### Supplied material
◆ ◆ ◆ ◆ ◆ ◆ ◆
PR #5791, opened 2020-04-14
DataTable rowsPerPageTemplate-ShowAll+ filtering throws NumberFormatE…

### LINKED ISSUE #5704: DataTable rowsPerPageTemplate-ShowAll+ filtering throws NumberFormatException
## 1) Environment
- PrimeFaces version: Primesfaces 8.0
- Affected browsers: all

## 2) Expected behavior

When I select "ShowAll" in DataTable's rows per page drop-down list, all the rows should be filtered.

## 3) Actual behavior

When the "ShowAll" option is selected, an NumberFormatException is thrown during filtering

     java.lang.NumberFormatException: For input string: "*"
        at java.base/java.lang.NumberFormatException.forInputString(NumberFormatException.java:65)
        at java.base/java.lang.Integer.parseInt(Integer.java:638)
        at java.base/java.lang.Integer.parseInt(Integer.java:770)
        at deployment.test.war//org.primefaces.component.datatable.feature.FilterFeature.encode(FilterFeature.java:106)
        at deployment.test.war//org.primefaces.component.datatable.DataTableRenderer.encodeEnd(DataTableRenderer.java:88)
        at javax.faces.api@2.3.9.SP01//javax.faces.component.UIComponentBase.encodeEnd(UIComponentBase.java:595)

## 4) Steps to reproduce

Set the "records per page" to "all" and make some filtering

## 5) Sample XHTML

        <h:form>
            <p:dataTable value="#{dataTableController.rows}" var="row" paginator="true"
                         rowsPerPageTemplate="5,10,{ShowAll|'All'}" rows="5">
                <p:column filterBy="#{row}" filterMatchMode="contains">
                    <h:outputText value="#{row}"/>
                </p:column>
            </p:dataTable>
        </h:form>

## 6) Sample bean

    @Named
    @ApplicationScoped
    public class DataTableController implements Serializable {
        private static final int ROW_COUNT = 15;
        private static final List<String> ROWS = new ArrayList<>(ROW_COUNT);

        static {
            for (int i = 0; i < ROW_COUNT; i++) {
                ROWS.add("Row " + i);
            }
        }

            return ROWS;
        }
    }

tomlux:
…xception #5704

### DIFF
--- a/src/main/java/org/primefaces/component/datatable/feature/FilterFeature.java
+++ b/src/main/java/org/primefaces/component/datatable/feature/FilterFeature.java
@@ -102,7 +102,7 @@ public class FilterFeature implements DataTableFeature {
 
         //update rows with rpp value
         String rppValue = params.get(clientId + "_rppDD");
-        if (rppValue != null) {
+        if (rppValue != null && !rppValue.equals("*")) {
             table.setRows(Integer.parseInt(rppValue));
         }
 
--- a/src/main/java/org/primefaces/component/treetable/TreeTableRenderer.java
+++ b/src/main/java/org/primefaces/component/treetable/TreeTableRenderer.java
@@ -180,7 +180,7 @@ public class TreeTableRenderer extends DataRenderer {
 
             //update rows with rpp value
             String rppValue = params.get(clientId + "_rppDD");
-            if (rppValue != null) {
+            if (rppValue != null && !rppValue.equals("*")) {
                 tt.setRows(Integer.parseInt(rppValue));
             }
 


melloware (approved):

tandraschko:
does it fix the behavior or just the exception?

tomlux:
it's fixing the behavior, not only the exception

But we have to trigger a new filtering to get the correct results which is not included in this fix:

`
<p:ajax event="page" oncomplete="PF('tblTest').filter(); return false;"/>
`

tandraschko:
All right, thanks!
◆ ◆ ◆ ◆ ◆ ◆ ◆
Word for word, set down the complete listing once more.

### Written answer
PR #5791, opened 2020-04-14
DataTable rowsPerPageTemplate-ShowAll+ filtering throws NumberFormatE…

### LINKED ISSUE #5704: DataTable rowsPerPageTemplate-ShowAll+ filtering throws NumberFormatException
## 1) Environment
- PrimeFaces version: Primesfaces 8.0
- Affected browsers: all

## 2) Expected behavior

When I select "ShowAll" in DataTable's rows per page drop-down list, all the rows should be filtered.

## 3) Actual behavior

When the "ShowAll" option is selected, an NumberFormatException is thrown during filtering

     java.lang.NumberFormatException: For input string: "*"
        at java.base/java.lang.NumberFormatException.forInputString(NumberFormatException.java:65)
        at java.base/java.lang.Integer.parseInt(Integer.java:638)
        at java.base/java.lang.Integer.parseInt(Integer.java:770)
        at deployment.test.war//org.primefaces.component.datatable.feature.FilterFeature.encode(FilterFeature.java:106)
        at deployment.test.war//org.primefaces.component.datatable.DataTableRenderer.encodeEnd(DataTableRenderer.java:88)
        at javax.faces.api@2.3.9.SP01//javax.faces.component.UIComponentBase.encodeEnd(UIComponentBase.java:595)

## 4) Steps to reproduce

Set the "records per page" to "all" and make some filtering

## 5) Sample XHTML

        <h:form>
            <p:dataTable value="#{dataTableController.rows}" var="row" paginator="true"
                         rowsPerPageTemplate="5,10,{ShowAll|'All'}" rows="5">
                <p:column filterBy="#{row}" filterMatchMode="contains">
                    <h:outputText value="#{row}"/>
                </p:column>
            </p:dataTable>
        </h:form>

## 6) Sample bean

    @Named
    @ApplicationScoped
    public class DataTableController implements Serializable {
        private static final int ROW_COUNT = 15;
        private static final List<String> ROWS = new ArrayList<>(ROW_COUNT);

        static {
            for (int i = 0; i < ROW_COUNT; i++) {
                ROWS.add("Row " + i);
            }
        }

            return ROWS;
        }
    }

tomlux:
…xception #5704

### DIFF
--- a/src/main/java/org/primefaces/component/datatable/feature/FilterFeature.java
+++ b/src/main/java/org/primefaces/component/datatable/feature/FilterFeature.java
@@ -102,7 +102,7 @@ public class FilterFeature implements DataTableFeature {
 
         //update rows with rpp value
         String rppValue = params.get(clientId + "_rppDD");
-        if (rppValue != null) {
+        if (rppValue != null && !rppValue.equals("*")) {
             table.setRows(Integer.parseInt(rppValue));
         }
 
--- a/src/main/java/org/primefaces/component/treetable/TreeTableRenderer.java
+++ b/src/main/java/org/primefaces/component/treetable/TreeTableRenderer.java
@@ -180,7 +180,7 @@ public class TreeTableRenderer extends DataRenderer {
 
             //update rows with rpp value
             String rppValue = params.get(clientId + "_rppDD");
-            if (rppValue != null) {
+            if (rppValue != null && !rppValue.equals("*")) {
                 tt.setRows(Integer.parseInt(rppValue));
             }
 


melloware (approved):

tandraschko:
does it fix the behavior or just the exception?

tomlux:
it's fixing the behavior, not only the exception

But we have to trigger a new filtering to get the correct results which is not included in this fix:

`
<p:ajax event="page" oncomplete="PF('tblTest').filter(); return false;"/>
`

tandraschko:
All right, thanks!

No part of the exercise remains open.